══ INPUT ══

PR #207, opened 2024-01-10
central logging

hussain-jafari:
### Description
- *Category*: feature
- *JIRA issue*: https://jira.ihme.washington.edu/browse/MIC-4751

### Changes and notes
Append performance logs and runner data to central logs.  

### Testing
Used a breakpoint to check that performance logs and runner data were being recorded as expected (using schema for reference). To test appending, created small files and copied and pasted exact logic and checked that data was correct size, files were generated correctly, and first file with data was recorded correctly when 1) all data fit in most recent file, 2) no data fit in most recent file, 3) some data fit in most recent file and one new file had to be created, and 4) some data fit in most recent file and multiple new files had to be created.


src/vivarium_cluster_tools/vipin/perf_report.py
```diff
@@ -189,6 +191,86 @@ def print_stat_report(perf_df: pd.DataFrame, scenario_cols: list):
...
+    )  # only one job number
+    runner_data["project_name"] = output_directory.parents[6].stem
+    runner_data["root_path"] = output_directory.parents[3]
+    runner_data["original_run_date"] = output_directory.parents[2].stem
+    full_run_date = output_directory.parents[0].stem
+    runner_data["run_date"] = full_run_date[: full_run_date.rindex("_")]
+    runner_data["run_type"] = full_run_date[full_run_date.rindex("_") + 1 :]
+    runner_data["log_summary_file_path"] = first_file_with_data
+    runner_data["original_log_file_path"] = (output_directory / "log_summary.csv").as_posix()
+    runner_data_file = Path(performance_logs_dir) / "runner_data.csv"
```
hussain-jafari, line 270: What do we think of this name?

src/vivarium_cluster_tools/vipin/perf_report.py
```diff
@@ -210,6 +293,8 @@ def report_performance(
     # Set index to include branch configuration/scenario columns
     perf_df, scenario_cols = set_index_scenario_cols(perf_df)
 
+    append_perf_data_to_central_logs(perf_df, output_directory)
```
hussain-jafari, line 296: I think we'll want a try-except block actually. Where would we want to put this? Here, or within the function itself?

stevebachmeier: if you want to try the entire function, I'd wrap it here as opposed to internally and then having to indent everything.

(and I agree we should try/except this thing at least until we get a handle on how stable it is. The question then is what do we do if this portion fails? Do we go back and try and add the failed logs to the main log or just fix the issue and let it go?)

src/vivarium_cluster_tools/vipin/perf_report.py
```diff
@@ -189,6 +191,86 @@ def print_stat_report(perf_df: pd.DataFrame, scenario_cols: list):
     logger.info(f"\n{report_df}")
 
 
+def append_perf_data_to_central_logs(perf_df: pd.DataFrame, output_directory: Path) -> None:
+    """Append performance data to the central logs."""
+    perf_df = perf_df.reset_index()
```
stevebachmeier, line 196: Do you need to make a copy of `perf_df` or is your intention to also append this stuff to the non-central logs?

src/vivarium_cluster_tools/vipin/perf_report.py
```diff
@@ -189,6 +191,86 @@ def print_stat_report(perf_df: pd.DataFrame, scenario_cols: list):
...
+    # add location data to perf_df
+    artifact_path_col = "scenario_input_data_artifact_path"
+    if artifact_path_col in perf_df.columns:  # if we parallelized across artifact paths
+        perf_df["location"] = perf_df[artifact_path_col].apply(
+            lambda filepath: Path(filepath).stem
+        )
+    else:  # else get from output directory
+        perf_df["location"] = output_directory.parents[3].stem
```
stevebachmeier, line 204: Won't this usually look like the model spec name, e.g. `nih_us_cvd`? In that case, is "location" the correct col name?

src/vivarium_cluster_tools/vipin/perf_report.py
```diff
@@ -189,6 +191,86 @@ def print_stat_report(perf_df: pd.DataFrame, scenario_cols: list):
...
+    unique_scenario_cols = [
+        col for col in all_scenario_cols if not col.startswith("scenario_run_configuration")
+    ]
+    perf_df["scenario_parameters"] = perf_df[unique_scenario_cols].to_dict(orient="records")
+    perf_df["scenario_parameters"] = perf_df["scenario_parameters"].apply(json.dumps)
+    perf_df = perf_df.drop(all_scenario_cols, axis=1)
+
+    # append child job data
+    NUM_ROWS_PER_FILE = 100_000
+    performance_logs_dir = Path("/mnt/team/simulation_science/pub/performance_logs/")
```
stevebachmeier, line 218: I'd add this string to `/psimulate/paths.py`. That's rpobably not quite the correct place for it either but better than a string floating around I think.

src/vivarium_cluster_tools/vipin/perf_report.py
```diff
@@ -189,6 +191,86 @@ def print_stat_report(perf_df: pd.DataFrame, scenario_cols: list):
...
+    log_files = glob.glob(Path(performance_logs_dir).as_posix() + "/log_summary_*.csv")
+    sorted_files = sorted(log_files, key=lambda x: Path(x).stem.replace("log_summary_", ""))
```
stevebachmeier, line 220: Why do you need to ignore "log_summary_" at all? Aren't all the files like log_summary_0001.csv, log_summary_0002.csv, etc so sort should work as-is?

src/vivarium_cluster_tools/vipin/perf_report.py
```diff
@@ -189,6 +191,86 @@ def print_stat_report(perf_df: pd.DataFrame, scenario_cols: list):
...
+    most_recent_file_path = sorted_files[-1]
+    most_recent_data = pd.read_csv(most_recent_file_path)
+
+    data_fits_in_file = (len(most_recent_data) + len(perf_df)) <= NUM_ROWS_PER_FILE
+
+    if data_fits_in_file:
+        first_file_with_data = most_recent_file_path
```
stevebachmeier, line 227: You don't actually use this here

src/vivarium_cluster_tools/vipin/perf_report.py
```diff
@@ -189,6 +191,86 @@ def print_stat_report(perf_df: pd.DataFrame, scenario_cols: list):
...
+        perf_df.to_csv(most_recent_file_path, mode="a", header=False, index=False)
+    else:
+        # fill up the most recent file (possibly with 0 rows)
+        first_file_with_data = most_recent_file_path
```
stevebachmeier, line 231: You're not using this either

src/vivarium_cluster_tools/vipin/perf_report.py
```diff
@@ -189,6 +191,86 @@ def print_stat_report(perf_df: pd.DataFrame, scenario_cols: list):
...
+        if rows_to_append == 0:
+            formatted_new_index = "{:04}".format(new_index)
+            first_file_with_data = (
+                Path(performance_logs_dir) / f"log_summary_{formatted_new_index}.csv"
+            )
+
+        num_appends = math.ceil(len(perf_df) / NUM_ROWS_PER_FILE)
+
+        for append_num in range(num_appends):
+            formatted_new_index = "{:04}".format(new_index)
```
stevebachmeier, line 251: nit: I prefer `str(new_index).zfill(4)`

src/vivarium_cluster_tools/vipin/perf_report.py
```diff
@@ -189,6 +191,86 @@ def print_stat_report(perf_df: pd.DataFrame, scenario_cols: list):
...
+        new_index = most_recent_index + 1
+
+        # record first file with data as new file if no data was appended to most recent file
+        if rows_to_append == 0:
+            formatted_new_index = "{:04}".format(new_index)
+            first_file_with_data = (
+                Path(performance_logs_dir) / f"log_summary_{formatted_new_index}.csv"
+            )
+
+        num_appends = math.ceil(len(perf_df) / NUM_ROWS_PER_FILE)
```
stevebachmeier, line 248: nit: it's not really the number of appends since it's more like the number of new files with a single append at the start. maybe something like `num_chunks`?

src/vivarium_cluster_tools/vipin/perf_report.py
```diff
@@ -189,6 +191,86 @@ def print_stat_report(perf_df: pd.DataFrame, scenario_cols: list):
...
+        first_file_with_data = most_recent_file_path
+        perf_df.to_csv(most_recent_file_path, mode="a", header=False, index=False)
+    else:
+        # fill up the most recent file (possibly with 0 rows)
+        first_file_with_data = most_recent_file_path
+        rows_to_append = NUM_ROWS_PER_FILE - len(most_recent_data)
+        perf_df[:rows_to_append].to_csv(
+            most_recent_file_path, mode="a", header=False, index=False
+        )
+        perf_df = perf_df[rows_to_append:]
```
stevebachmeier, line 236: nit: add a comment here that you are explicitly removing the rows that you've appended to the log file from the running dataframe

src/vivarium_cluster_tools/vipin/perf_report.py
```diff
@@ -189,6 +191,86 @@ def print_stat_report(perf_df: pd.DataFrame, scenario_cols: list):
...
+            first_file_with_data = (
+                Path(performance_logs_dir) / f"log_summary_{formatted_new_index}.csv"
+            )
+
+        num_appends = math.ceil(len(perf_df) / NUM_ROWS_PER_FILE)
+
+        for append_num in range(num_appends):
+            formatted_new_index = "{:04}".format(new_index)
+            new_file = Path(performance_logs_dir) / f"log_summary_{formatted_new_index}.csv"
+            start_idx = NUM_ROWS_PER_FILE * append_num
```
stevebachmeier, line 253: this doesn't work if you've removed some of the first rows by appending to an existing log file. I think you need to reset the index above at line 236, e.g. `perf_data = perf_data[rows_to_append:].reset_index(drop=True)`

src/vivarium_cluster_tools/vipin/perf_report.py
stevebachmeier: This is what you were previously calling index.csv?

stevebachmeier (changes requested):
Aside from nits, everything looks great as long as you confirm you want to be addign all of this stuff to the original (non-central) log files as well.

src/vivarium_cluster_tools/vipin/perf_report.py
hussain-jafari: Yeah, it's more like it's storing information about the runner jobs.

src/vivarium_cluster_tools/vipin/perf_report.py
hussain-jafari: I should make a copy. I was misunderstanding scope/namespaces and thought this wouldn't modify the dataframe outside of the function, but it was sloppy to use the same name even if that were the case. Will update!

src/vivarium_cluster_tools/vipin/perf_report.py
hussain-jafari: I didn't like that either and was looking for a file to put it in but I guess I didn't look very closely haha. Sounds good to me

src/vivarium_cluster_tools/vipin/perf_report.py
hussain-jafari: Yeah actually Python should know how to sort the strings

src/vivarium_cluster_tools/vipin/perf_report.py
hussain-jafari: Ooo nice I didn't know about this

src/vivarium_cluster_tools/vipin/perf_report.py
hussain-jafari: I guess I was thinking of each file as one append. I'll change it to `num_new_files`

src/vivarium_cluster_tools/psimulate/paths.py
```diff
@@ -14,6 +14,9 @@
 from vivarium_cluster_tools.psimulate import COMMANDS
 
 DEFAULT_LOAD_TESTS_DIR = "/mnt/team/simulation_science/priv/engineering/load_tests"
+central_performance_logs_directory = Path(
```
hussain-jafari, line 17: Caps?

src/vivarium_cluster_tools/vipin/perf_report.py
```diff
@@ -130,7 +134,7 @@ def add_squid_api_data(perf_df: pd.DataFrame):
             right_on=["squid_api_job_id"],
         )
     except Exception as e:
-        print(f"Squid API request failed with: {e}")
+        logger.warning(f"Squid API request failed with: {e}")
```
hussain-jafari, line 137: Not really in the purview of this PR but figured it was a small enough change.

src/vivarium_cluster_tools/psimulate/paths.py
stevebachmeier: Should be, yes

src/vivarium_cluster_tools/vipin/perf_report.py
```diff
@@ -193,71 +195,84 @@ def print_stat_report(perf_df: pd.DataFrame, scenario_cols: list):
...
-        perf_df["location"] = perf_df[artifact_path_col].apply(
+    if (
+        artifact_path_col in central_perf_df.columns
+    ):  # if we parallelized across artifact paths
+        central_perf_df["location"] = central_perf_df[artifact_path_col].apply(
             lambda filepath: Path(filepath).stem
         )
     else:  # else get from output directory
-        perf_df["location"] = output_directory.parents[3].stem
+        central_perf_df["location"] = output_directory.parents[3].stem
```
stevebachmeier, line 210: Oh nice...I didn't know you could pass in the number of parents. I always went `xxx.parent.parent.parent.parent...`

stevebachmeier (approved):

src/vivarium_cluster_tools/vipin/perf_report.py
```diff
@@ -210,6 +308,11 @@ def report_performance(
     # Set index to include branch configuration/scenario columns
     perf_df, scenario_cols = set_index_scenario_cols(perf_df)
 
+    try:
+        append_perf_data_to_central_logs(perf_df, output_directory)
```
patricktnast, line 312: What is the intended behavior with respect to running `vipin` as a standalone CLI? 

It looks to me like if you run `vipin` manually, it will still try to append the results to the central logging, unless I'm missing something. In that case, I think that the output directory may not necessarily conform to the directory structure you're relying on above to fill runner information.

patricktnast: (IMO I think it would make sense to not do the central logging for manual `vipins`, again assuming you haven't already excluded them somehow)

src/vivarium_cluster_tools/vipin/perf_report.py
hussain-jafari: I actually learned about parents from reading one of your PRs haha

src/vivarium_cluster_tools/vipin/perf_report.py
patricktnast: If you want to keep the CLI `vipin` from logging to the central directory, you could probably move the call `append_perf_data_to_central_logs` to the inside of `try_run_vipin` in `runner.py` (ln 108ish)

You could make `report_performance` return the performance df, then pass it into your new function that way, instead of calling it inside report_performance. Then psimulate would use it, but `vipin` wouldn't. 

Alternatively, if you want to let vipin be able to do this logging you could make it a CLI argument, and use the input directory instead of the output_directory--since `psimulate` is using the same `log_directory` for both of these, you should be able to just use that instead in `append_perf_data_to_central_logs` 

Would either of those work?

hussain-jafari: I like the first idea. I think it could also give us more direct access to some of the info we need in the runner file. PR updates pending

hussain-jafari: I've moved the append logic to psimulate/runner.py the way you suggested.

src/vivarium_cluster_tools/psimulate/runner.py
```diff
@@ -101,14 +106,116 @@ def report_initial_status(
         )
 
 
+def append_perf_data_to_central_logs(perf_df: pd.DataFrame, log_path: Path) -> None:
+    """Append performance data to the central logs."""
+    NUM_ROWS_PER_FILE = 100_000
+
+    if not fnmatch(log_path, "/mnt/team/simulation_science/pub/models/*/results/*"):
```
hussain-jafari, line 113: I've added so we can be more confident that we're pulling the info from the output directory as expected. Thoughts?

src/vivarium_cluster_tools/psimulate/runner.py
```diff
@@ -101,14 +106,116 @@ def report_initial_status(
...
+        logger.warning(
+            f"Log path {log_path} not in central results directory. Skipping appending central performance logs."
+        )
+        return
+
+    central_perf_df = perf_df.reset_index().copy()
+    # add location data to central_perf_df
+    artifact_path_col = "scenario_input_data_artifact_path"
```
hussain-jafari, line 121: Check where the 'scenario' in this string comes from

src/vivarium_cluster_tools/psimulate/runner.py
```diff
@@ -101,14 +106,116 @@ def report_initial_status(
...
+    if (
+        artifact_path_col in central_perf_df.columns
+    ):  # if we parallelized across artifact paths
+        central_perf_df["location"] = central_perf_df[artifact_path_col].apply(
```
hussain-jafari, line 125: change to artifact name

src/vivarium_cluster_tools/psimulate/runner.py
```diff
@@ -101,14 +106,116 @@ def report_initial_status(
...
+    log_files = glob.glob(
+        CENTRAL_PERFORMANCE_LOGS_DIRECTORY.as_posix() + "/log_summary_*.csv"
+    )
+    most_recent_file_path = sorted(log_files)[-1]
+    most_recent_data = pd.read_csv(most_recent_file_path)
+    first_file_with_data = most_recent_file_path
+
+    data_fits_in_file = (len(most_recent_data) + len(central_perf_df)) <= NUM_ROWS_PER_FILE
+
+    if data_fits_in_file:
```
hussain-jafari, line 157: if case is unnecessary

src/vivarium_cluster_tools/psimulate/runner.py
```diff
@@ -101,14 +106,116 @@ def report_initial_status(
...
+    else:
+        # fill up the most recent file (possibly with 0 rows)
+        rows_to_append = NUM_ROWS_PER_FILE - len(most_recent_data)
+        central_perf_df[:rows_to_append].to_csv(
+            most_recent_file_path, mode="a", header=False, index=False
+        )
+        # remove rows appended to most recent file from dataframe
+        central_perf_df = central_perf_df[rows_to_append:]
+
+        most_recent_index = int(Path(most_recent_file_path).stem.replace("log_summary_", ""))
```
hussain-jafari, line 168: better variable name

src/vivarium_cluster_tools/psimulate/runner.py
```diff
@@ -101,14 +106,116 @@ def report_initial_status(
...
+    )
+    central_perf_df = central_perf_df.drop(all_scenario_cols, axis=1)
+
+    # append child job data
+    log_files = glob.glob(
+        CENTRAL_PERFORMANCE_LOGS_DIRECTORY.as_posix() + "/log_summary_*.csv"
+    )
+    most_recent_file_path = sorted(log_files)[-1]
+    most_recent_data = pd.read_csv(most_recent_file_path)
+    first_file_with_data = most_recent_file_path
```
hussain-jafari, line 153: get right value at first pass

src/vivarium_cluster_tools/psimulate/runner.py
```diff
@@ -101,14 +106,116 @@ def report_initial_status(
...
+        # record first file with data as new file if no data was appended to most recent file
+        if rows_to_append == 0:
+            formatted_new_index = str(new_index).zfill(4)
+            first_file_with_data = (
+                CENTRAL_PERFORMANCE_LOGS_DIRECTORY / f"log_summary_{formatted_new_index}.csv"
+            )
+
+        num_new_files = math.ceil(len(central_perf_df) / NUM_ROWS_PER_FILE)
+
+        for file_num in range(num_new_files):
```
hussain-jafari, line 180: use while loop

tests/psimulate/data/artifactless_perf_df.csv
```diff
@@ -0,0 +1,13 @@
+host,job_number,task_number,draw,seed,scenario_parameter_one,scenario_run_configuration_run_key_parameter_one,event_start,event_simulant_initialization_start,event_simulation_start,event_results_start,event_end,exec_time_setup_minutes,exec_time_simulant_initialization_minutes,exec_time_main_loop_minutes,exec_time_step_mean_seconds,exec_time_results_minutes,exec_time_total_minutes,counters_cpu_ctx_switches,counters_cpu_interrupts,counters_cpu_soft_interrupts,counters_cpu_syscalls,counters_freq_current,counters_freq_min,counters_freq_max,counters_disk_read_count,counters_disk_write_count,counters_disk_read_bytes,counters_disk_write_bytes,counters_disk_read_time,counters_disk_write_time,counters_disk_read_merged_count,counters_disk_write_merged_count,counters_disk_busy_time,counters_net_bytes_sent,counters_net_bytes_recv,counters_net_packets_sent,counters_net_packets_recv,counters_net_errin,counters_net_errout,counters_net_dropin,counters_net_dropout,counters_time
```
hussain-jafari, line 1: I copied these over from actual summary logs and kept most of the data values. Would it be cleaner to just make these 0s or NaNs (starting at event_start)?

src/vivarium_cluster_tools/psimulate/runner.py
```diff
@@ -101,14 +107,136 @@ def report_initial_status(
...
+        central_perf_df = central_perf_df[NUM_ROWS_PER_CENTRAL_LOG_FILE:]
+        new_file_index += 1
+
+    return first_file_with_data
+
+
+def generate_runner_job_data(
+    central_perf_df: pd.DataFrame, log_path: Path, first_file_with_data: str
+) -> pd.DataFrame:
+    runner_data = pd.DataFrame(
```
rmudambi, line 196: Docstring

src/vivarium_cluster_tools/psimulate/runner.py
```diff
@@ -101,14 +107,136 @@ def report_initial_status(
...
+        central_perf_df[:NUM_ROWS_PER_CENTRAL_LOG_FILE].to_csv(new_file, index=False)
+        # remove written rows and update index
+        central_perf_df = central_perf_df[NUM_ROWS_PER_CENTRAL_LOG_FILE:]
+        new_file_index += 1
+
+    return first_file_with_data
+
+
+def generate_runner_job_data(
+    central_perf_df: pd.DataFrame, log_path: Path, first_file_with_data: str
```
rmudambi, line 194: Only need job-id here not whole df

rmudambi (changes requested):

src/vivarium_cluster_tools/psimulate/performance_logger.py
```diff
@@ -0,0 +1,188 @@
...
+    child_job_performance_data[:rows_to_append].to_csv(
+        most_recent_file_path, mode="a", header=False, index=False
+    )
+    # remove rows appended to most recent file from dataframe
+    child_job_performance_data = child_job_performance_data[rows_to_append:]
+
+    most_recent_file_index = int(Path(most_recent_file_path).stem.replace("log_summary_", ""))
+    new_file_index = most_recent_file_index + 1
+
+    while len(child_job_performance_data) != 0:
```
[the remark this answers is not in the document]
hussain-jafari: I'm not sure how to write the logic for appending the child performance data with 

case 1 - filling up the rest of an already existing file with a variable number of rows and 
case 2 - filling up new files with a constant number of rows 

into one case within the while loop.

tests/psimulate/test_appending_perf_logs.py
```diff
@@ -0,0 +1,205 @@
...
+    filepath = Path(__file__).parent / "data/artifact_perf_df.csv"
+    df = pd.read_csv(filepath)
+    index_cols = ["host", "job_number", "task_number", "draw", "seed"]
+    scenario_cols = [col for col in df.columns if col.startswith("scenario")]
+    df = df.set_index(index_cols + scenario_cols)
+    return df
+
+
+@pytest.fixture
+def artifactless_perf_df():
```
patricktnast, line 31: you might be able to simplify a little bit with something like
```
@pytest.fixture
def df_name():
    return "artifact_perf_df"

@pytest.fixture
def perf_df(df_name):
    filepath = Path(__file__).parent / f"data/{df_name}.csv"
    df = pd.read_csv(filepath)
    index_cols = ["host", "job_number", "task_number", "draw", "seed"]
    scenario_cols = [col for col in df.columns if col.startswith("scenario")]
    df = df.set_index(index_cols + scenario_cols)
    return df
```
and then maybe not need to do request.getfixturevalue(df_name) when you parameterize later?

src/vivarium_cluster_tools/psimulate/runner.py
```diff
@@ -101,14 +105,20 @@ def report_initial_status(
...
-def try_run_vipin(log_path: Path) -> None:
+def try_run_vipin(output_paths: OutputPaths) -> None:
+    log_path = output_paths.worker_logging_root
     try:
-        report_performance(
+        perf_df = report_performance(
             input_directory=log_path, output_directory=log_path, output_hdf=False, verbose=1
         )
     except Exception as e:
         logger.warning(f"Performance reporting failed with: {e}")
```
patricktnast, line 116: maybe add a `return` here? if creating `perf_df` fails, then certainly appending to the central logs would fail too

patricktnast (approved):
A couple structural comments, but overall nothing I'd consider blocking.

rmudambi (approved):
Looks good just missing a test to  find the correct file to append to if there are already multiple log files present.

═══

- THE PROBLEM -
Each line holding the word "columns" must be copied from the data.

- OUTPUT OF THE EXERCISE -
     # Set index to include branch configuration/scenario columns
+    if artifact_path_col in perf_df.columns:  # if we parallelized across artifact paths
+        artifact_path_col in central_perf_df.columns
     # Set index to include branch configuration/scenario columns
+        artifact_path_col in central_perf_df.columns
+    scenario_cols = [col for col in df.columns if col.startswith("scenario")]
    scenario_cols = [col for col in df.columns if col.startswith("scenario")]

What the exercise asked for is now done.